◆ Work task: Write the data out again in full, with no departure from the original.

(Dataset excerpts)
◆ ◆ ◆
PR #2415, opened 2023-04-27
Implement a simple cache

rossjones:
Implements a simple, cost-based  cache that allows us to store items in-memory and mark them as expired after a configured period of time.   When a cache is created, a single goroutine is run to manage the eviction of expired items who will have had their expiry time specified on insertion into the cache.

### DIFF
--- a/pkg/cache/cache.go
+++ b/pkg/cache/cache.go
◆ ◆ ◆
◆ Reply to the exercise:
PR #2415, opened 2023-04-27
Implement a simple cache

rossjones:
Implements a simple, cost-based  cache that allows us to store items in-memory and mark them as expired after a configured period of time.   When a cache is created, a single goroutine is run to manage the eviction of expired items who will have had their expiry time specified on insertion into the cache.

### DIFF
--- a/pkg/cache/cache.go
+++ b/pkg/cache/cache.go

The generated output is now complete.